Seglertag 2017
YACHT-Dossier zur Neuwahl des DSV-Präsidenten

Was im Vorfeld geschah und warum der Kampf um die Verbandsspitze so verbissen geführt wird – eine Dokumentation der zurückliegenden Ereignisse

  • Jochen Rieker
 • Publiziert am 27.10.2017
YACHT 23-2017: Bericht über das Duell um den DSV-Vorsitz YACHT 23-2017: Bericht über das Duell um den DSV-Vorsitz YACHT 23-2017: Bericht über das Duell um den DSV-Vorsitz

YACHT YACHT 23-2017: Bericht über das Duell um den DSV-Vorsitz

Die YACHT berichtet in Ausgabe 23/2017, die von heute an bei den Abonnenten ist und ab Mittwoch, 2. November an den Kiosken, ausführlich über den Zweikampf um den Vorsitz des DSV-Präsidiums.

Es ist das erste Mal in der jüngeren Geschichte des Verbandes, dass im Vorfeld des Seglertags ein Duell ausgefochten wird.

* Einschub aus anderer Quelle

PR #909, opened 2019-10-08
test/challenge demo

jlunenburg:


challenge_demo/test/grammar_test.py
```diff
@@ -0,0 +1,130 @@
...
+        # In principle, a list of actions can be provided to the actions server
+        # Therefore, we need to take to steps to list all actions
+        # I.e., the following actions_list_target refers to the grammar target
+        # containing a list of actions
+        actions_list_target = ""
+        for option in root_rule.options:
+            if "actions" not in option.lsemantic:
+                continue
+            actions_list_target = option.conjuncts[0].name  # This is too hardcoded
+            break
```
LarsJanssenTUe: As far as I see it the action_list_target is only a single string right? So either it is not a list, or the list is within the string?

challenge_demo/test/grammar_test.py
```diff
@@ -0,0 +1,130 @@
...
+            "Don't know how to continue if the actions list rule has multiple options"
+        assert len(actions_list_rule.options[0].conjuncts) == 1, \
+            "Don't know how to continue if the actions options list rule has multiple conjunctions"
+
+        # Now, we need to get all separate options
+        actions_target = actions_list_rule.options[0].conjuncts[0].name
+
+        cls.actions_rule = cls.parser.rules[actions_target]
+
+    def test_grammar(self):
```
LarsJanssenTUe: docstring

challenge_demo/test/grammar_test.py
```diff
@@ -0,0 +1,130 @@
...
+from action_server.actions.action import ConfigurationResult
+from action_server.task_manager import TaskManager
+
+TMTestResult = collections.namedtuple("TMTestResult", ["recipe", "config_result"])
+
+
+class GrammarTest(unittest.TestCase):
+
+    @classmethod
+    def setUpClass(cls):
```
LarsJanssenTUe: docstring

challenge_demo/test/grammar_test.py
```diff
@@ -0,0 +1,130 @@
...
+
+        # Now, we need to get all separate options
+        actions_target = actions_list_rule.options[0].conjuncts[0].name
+
+        cls.actions_rule = cls.parser.rules[actions_target]
+
+    def test_grammar(self):
+
+        test_results = {}
+        for option in self.actions_rule.options:
```
LarsJanssenTUe: it is assumed that self.actions_rule.options is none empty. Should that be checked to be able to give a warning?

challenge_demo/test/grammar_test.py
```diff
@@ -0,0 +1,130 @@
...
+
+        :param target: target to look for
+        :return: option string
+        """
+        if target not in cls.parser.rules:
+            return target + " "
+
+        result = ""
+        rule = cls.parser.rules[target]
+        # For now, take the first available option
```
LarsJanssenTUe: What should this become?

challenge_demo/test/grammar_test.py
```diff
@@ -0,0 +1,130 @@
...
+                )  # type: ConfigurationResult
+            except Exception as e:
+                test_result = ConfigurationResult()
+                test_result.message = "Configuration crashed: {}".format(e.message)
+            test_results[result_str] = TMTestResult(actions_definition["actions"], test_result)
+
+        failed_test_results = {}
+        for action, test_result in test_results.iteritems():
+            if test_result.config_result.succeeded:
+                print("Configuration of '{}' succeeded".format(action))
```
LarsJanssenTUe: Why prints?

challenge_demo/test/grammar_test.py
```diff
@@ -0,0 +1,130 @@
+from __future__ import print_function
```
LarsJanssenTUe: TBH: the logic of the code looks good to me, however I do not completely understand the working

Während sich in den vergangenen Jahrzehnten stets schon im Vorfeld ein Konsens-Kandidat fand, treten jetzt zwei Kandidaten an:

  • Mona Küppers, Vizepräsidentin für Breitensport und seit dem Rücktritt von Andreas Lochbrunner im Frühjahr zugleich kommissarische DSV-Präsidentin;
  • Oliver Kosanke, Vorsitzender des Mühlenberger Segelclubs und Vize im Hamburgischen Landesverband des DSV.

Der Versuch einer Sondierung zwischen beiden scheiterte, da weder Küppers noch Kosanke ihren Führungsanspruch aufgeben wollten. Beide würden sich im Präsidium eigentlich ideal ergänzen: Kosanke gilt als Fachmann für Finanzen, Küppers könnte den wichtigen Bereich Breitensport voranbringen. Doch als Vizepräsident mag keiner unter dem anderen dienen. Deshalb muss der Seglertag entscheiden, wer künftig die Geschicke des Verbandes lenken soll.

Ursprünglich hatte mit Jürgen Jentsch sogar noch ein Dritter erwogen, um das Spitzenamt zu kandidieren, sich aber gar nicht mehr aufstellen lassen.

Nun lebt das Ehrenamt von der möglichst regen Beteiligung seiner Mitglieder. Von daher sind mehrere Bewerber grundsätzlich zu begrüßen. Allerdings gilt dies bei Verbänden nur eingeschränkt. Denn ein "Wahlkampf" vor der eigentlichen Entscheidung Ende November in München findet nicht statt; die Kandidaten sind vielen Delegierten persönlich nicht oder kaum bekannt.

Im Fall des DSV kommt noch eine Besonderheit hinzu: Er steckt inmitten eines schon seit langem notwendigen Umbaus, dessen Zentrifugalkräfte erheblich sind. Käme es beim Seglertag zu einem knappen Ergebnis, wäre der neue Präsident oder die neue Präsidentin von Beginn an geschwächt – weshalb etliche interessierte Vereinsvorsitzende den jetzt drohenden Showdown äußerst unglücklich finden.

Denn Spannungen gibt es im Verband genug. Um sie zu verstehen, hilft ein Blick zurück.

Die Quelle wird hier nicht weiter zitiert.